> _What is needed_
Your job is to write out each record exactly, leaving none out.

> _Data to use_
PR #2132, opened 2017-05-02
Type `Count(Const)` as `Const(1)`.

### LINKED ISSUE #2131: Compiling doesn't fail in some cases where they should
If you compile the query:

``` sql
SELECT "Hello world"
```

On the MongoDB backend, it doesn't complain about anything. If a view mount is created with that query, attempting to read from the view gives:

``` json
{
  "error": {
    "status": "Failed to execute SQL^2 query.",
    "detail": {
      "message": "Unable to insert data into MongoDB: MongoDB is only able to store documents in collections, not `Text(Hello, World!)`.",
      "data": "Text(Hello, World!)",
      "logicalplan": {
        "type": "LogicalPlan/Invoke",
        "label": "Squash",
        "children": [
          {
            "type": "LogicalPlan/Invoke",
            "label": "MakeObject",
            "children": [
              {
                "type": "LogicalPlan/Constant/Str",
                "label": "\"total\""
              },
              {
                "type": "LogicalPlan/Invoke",
                "label": "Count",
                "children": [
                  {
                    "type": "LogicalPlan/Constant/Str",
                    "label": "\"Hello, World!\""
                  }
                ]
              }
            ]
          }
        ]
      }
    }
  }
}
```

Is there any way we can detect things like this during compilation? It makes error handling in the front end somewhat problematic, as there are some queries we don't get errors for until it's "too late" to provide a good error message.

In theory we could fetch the first result of a view after mounting it or something like that to check this, but if the query is expensive this is really bad.

This kind of problem is quite rare I think, but as we currently provide `SELECT "Hello World";` as the default query, it is right in the user's face (I'll tweak this query to include an `AS value` to avoid this specific instance though).

sellout:
Fixes #2131.

### DIFF
--- a/frontend/src/main/scala/quasar/std/agg.scala
+++ b/frontend/src/main/scala/quasar/std/agg.scala
@@ -41,6 +41,7 @@ trait AggLib extends Library {
     noSimplification,
     partialTyper[nat._1] {
       case Sized(Type.Const(Data.Set(xs))) => Type.Const(Data.Int(xs.length))
+      case Sized(Type.Const(_))            => Type.Const(Data.Int(1))
       case Sized(_)                        => Type.Int
     },
     basicUntyper)
--- a/sql/src/test/scala/quasar/sql/compiler.scala
+++ b/sql/src/test/scala/quasar/sql/compiler.scala
@@ -82,6 +82,12 @@ class CompilerSpec extends quasar.Qspec with CompilerHelpers {
         lpf.constant(Data.Set(List(Data.Str("b"), Data.Str("c")))))
     }
 
+    "compile reduced constant" in {
+      testTypedLogicalPlanCompile(
+        "select count(*) as total from (select \"Hello world\") as lit",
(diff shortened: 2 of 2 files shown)


frontend/src/main/scala/quasar/std/agg.scala
```diff
@@ -41,6 +41,7 @@ trait AggLib extends Library {
     noSimplification,
     partialTyper[nat._1] {
       case Sized(Type.Const(Data.Set(xs))) => Type.Const(Data.Int(xs.length))
+      case Sized(Type.Const(_))            => Type.Const(Data.Int(1))
```
alissapajer: Confirmed that `Data.Set` is the only `Data` that might have a size larger than 1. `Data.Obj` and `Data.Arr` each have a size of 1 (thought of as a single object or array).

sellout:
@alissapajer This is ready for merge.

alissapajer:
@sellout tried to merge, it needs merge from master.

sellout:
Thanks. Updated.

PR #2134, opened 2017-05-02
Removed fallback evaluated test configuration

djspiewak:


alissapajer:
@djspiewak failing with `java.lang.RuntimeException: headers not all present` which makes sense because I haven't pushed fixes for headers yet. So are you okay with merging to mimir branch with a broken build, and we'll only worry about the build starting with the PR of mimir to quasar?

djspiewak:
Yeah I'm good with that. My expectation is that the build will work once your fixes get in, and we'll practice good PR checking hygiene after that.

> _Reply_
PR #2132, opened 2017-05-02
Type `Count(Const)` as `Const(1)`.

### LINKED ISSUE #2131: Compiling doesn't fail in some cases where they should
If you compile the query:

``` sql
SELECT "Hello world"
```

On the MongoDB backend, it doesn't complain about anything. If a view mount is created with that query, attempting to read from the view gives:

``` json
{
  "error": {
    "status": "Failed to execute SQL^2 query.",
    "detail": {
      "message": "Unable to insert data into MongoDB: MongoDB is only able to store documents in collections, not `Text(Hello, World!)`.",
      "data": "Text(Hello, World!)",
      "logicalplan": {
        "type": "LogicalPlan/Invoke",
        "label": "Squash",
        "children": [
          {
            "type": "LogicalPlan/Invoke",
            "label": "MakeObject",
            "children": [
              {
                "type": "LogicalPlan/Constant/Str",
                "label": "\"total\""
              },
              {
                "type": "LogicalPlan/Invoke",
                "label": "Count",
                "children": [
                  {
                    "type": "LogicalPlan/Constant/Str",
                    "label": "\"Hello, World!\""
                  }
                ]
              }
            ]
          }
        ]
      }
    }
  }
}
```

Is there any way we can detect things like this during compilation? It makes error handling in the front end somewhat problematic, as there are some queries we don't get errors for until it's "too late" to provide a good error message.

In theory we could fetch the first result of a view after mounting it or something like that to check this, but if the query is expensive this is really bad.

This kind of problem is quite rare I think, but as we currently provide `SELECT "Hello World";` as the default query, it is right in the user's face (I'll tweak this query to include an `AS value` to avoid this specific instance though).

sellout:
Fixes #2131.

### DIFF
--- a/frontend/src/main/scala/quasar/std/agg.scala
+++ b/frontend/src/main/scala/quasar/std/agg.scala
@@ -41,6 +41,7 @@ trait AggLib extends Library {
     noSimplification,
     partialTyper[nat._1] {
       case Sized(Type.Const(Data.Set(xs))) => Type.Const(Data.Int(xs.length))
+      case Sized(Type.Const(_))            => Type.Const(Data.Int(1))
       case Sized(_)                        => Type.Int
     },
     basicUntyper)
--- a/sql/src/test/scala/quasar/sql/compiler.scala
+++ b/sql/src/test/scala/quasar/sql/compiler.scala
@@ -82,6 +82,12 @@ class CompilerSpec extends quasar.Qspec with CompilerHelpers {
         lpf.constant(Data.Set(List(Data.Str("b"), Data.Str("c")))))
     }
 
+    "compile reduced constant" in {
+      testTypedLogicalPlanCompile(
+        "select count(*) as total from (select \"Hello world\") as lit",
(diff shortened: 2 of 2 files shown)


frontend/src/main/scala/quasar/std/agg.scala
```diff
@@ -41,6 +41,7 @@ trait AggLib extends Library {
     noSimplification,
     partialTyper[nat._1] {
       case Sized(Type.Const(Data.Set(xs))) => Type.Const(Data.Int(xs.length))
+      case Sized(Type.Const(_))            => Type.Const(Data.Int(1))
```
alissapajer: Confirmed that `Data.Set` is the only `Data` that might have a size larger than 1. `Data.Obj` and `Data.Arr` each have a size of 1 (thought of as a single object or array).

sellout:
@alissapajer This is ready for merge.

alissapajer:
@sellout tried to merge, it needs merge from master.

sellout:
Thanks. Updated.

PR #2134, opened 2017-05-02
Removed fallback evaluated test configuration

djspiewak:


alissapajer:
@djspiewak failing with `java.lang.RuntimeException: headers not all present` which makes sense because I haven't pushed fixes for headers yet. So are you okay with merging to mimir branch with a broken build, and we'll only worry about the build starting with the PR of mimir to quasar?

djspiewak:
Yeah I'm good with that. My expectation is that the build will work once your fixes get in, and we'll practice good PR checking hygiene after that.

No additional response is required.